There are other, even more obvious cases where gcc fails. Maybe the problem is that we're construction two objects, then picking one to return. Maybe that's confusing for some reason. We can attempt to rewrite the code:
MyType wantNrvo(bool test) {
if (test) {
MyType x;
x.buffer[0] = '\0';
return x;
} else {
MyType y;
return y;
}
}
This code is starting to get a bit contrived. But let's see what that compiles to:
wantNrvo(bool) [clone .part.0]:
sub rsp, 100008
mov edx, 100000
mov rsi, rsp
call memcpy
add rsp, 100008
ret
wantNrvo(bool):
push r12
mov r12, rdi
test sil, sil
je .L5
mov rax, r12
mov BYTE PTR [rdi], 0
pop r12
ret
.L5:
call wantNrvo(bool) [clone .part.0]
mov rax, r12
pop r12
ret
Now this is bizarre! There are two branches of this function:
The test = true branch which uses NRVO and writes directly to the block of memory pointed to by rdi.
The test = false branch which allocates new memory on the stack, and copies the new, just-allocated memory into the area pointed to by rdi with memcpy.
Surely this is just optimized badly because we don't actually call it, right? Don't be so sure, when we call it it gets inlined, but still uses memcpy:
int main() {
auto x = wantNrvo(false);
doSomething(x.buffer);
}
main:
sub rsp, 200008
mov edx, 100000
lea rsi, [rsp+100000]
mov rdi, rsp
call memcpy
mov rdi, rsp
call doSomething(char*)
xor eax, eax
add rsp, 200008
ret
Why, God? Why?
I am not a compiler author. I have never written a compiler and am much dumber than those behind gcc's NRVO.
But NRVO is pretty important, and I expect it sometimes! That's backed up by this comment on this gcc bug: https://gcc.gnu.org/bugzilla/show_bug.cgi?id=51571
I would like to strongly oppose the notion that this "just a missed optimisation and not very critical, really".
NRVO is not just "an optimisation". It's actually one that is explcitly permitted to change observable behaviour of the program and it's extremely powerful.
And it it required for performant C++. Just try to return a std::vector by value to see the importance of this optimisation. This is not missed optimisation.

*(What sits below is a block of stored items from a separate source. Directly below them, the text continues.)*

PR #1462, opened 2025-01-23
Add more python-ish stub methods to KernelRuntime.Output

jeremyrsmith:
Some libraries (e.g. Ray) seem to access fields and methods of `sys.stdout` that it won't have under Polynote. This can cause errors. So, adding stubs for all the interface fields and methods seems like a good idea.

### DIFF
--- a/polynote-runtime/src/main/java/polynote/runtime/KernelRuntime.java
+++ b/polynote-runtime/src/main/java/polynote/runtime/KernelRuntime.java
@@ -22,8 +22,35 @@ public class KernelRuntime implements Serializable {
         }
 
         public void write(String str) { display.content(type, str); }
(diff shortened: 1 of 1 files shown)


jonathanindig (commented):
LGTM - how did you get the types of the method/fields? I couldn't see type info in https://docs.python.org/3/library/io.html#io.TextIOBase (e.g., why `int` vs. `long`)? 

(maybe it's not that important?)

jeremyrsmith:
> how did you get the types of the method/fields? ... (e.g., why `int` vs. `long`)?

Yeah, I just made it up based on the interface method. The `int`s are mostly offsets or file handles... and none of them are used for anything anyhow. If someone's calling those methods with >  32-bit numbers... 🤷

PR #1471, opened 2025-10-31
Use JDK 17 runtime

wisechengyi:
## Summary

Upgrades Polynote to use Java 17 (from Java 8) for CI builds, adding necessary JVM compatibility flags for Spark.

This is premature pessimisation.
You could just as well stop all optimisation work for the C++ frontend until this is implemented, because any other optimisation effords are dwarfed by the overhead when NRVO is expected by the developer but not applied.
Please make this a top priority. Every C++ program will benefit both in text size and in runtime performance - dramatically.
-- Marc Mutz
But then again, there are often hyperbolic, borderline rude comments left on projects saying "make this a top priority", so who knows?
Let's see clang's business card
Let's see clang's machine code, does it do any better? Yes!
(using clang 13.0.0)
wantNrvo(bool): # @wantNrvo(bool)
mov rax, rdi
test esi, esi
je .LBB0_2
mov byte ptr [rax], 0
.LBB0_2:
ret
This is exactly the perfect machine code we want. Give us some memory in rdi, collapse those branches down to writing or not writing a nul byte to it. Easy, no memcpy!
Lessons to learn
Although you might see some text on cppreference.com saying:
Return value optimization is mandatory and no longer considered as copy elision; see above. (since C++17)
This doesn't refer to NRVO! Assuming that NRVO will happen can be very dangerous, resulting in copies of huge objects, and that hurts performance a lot.
Try as hard as possible to return prvalues to take advantage of C++17's guaranteed RVO.
It's a dog-eat-RVO world out there. Be careful.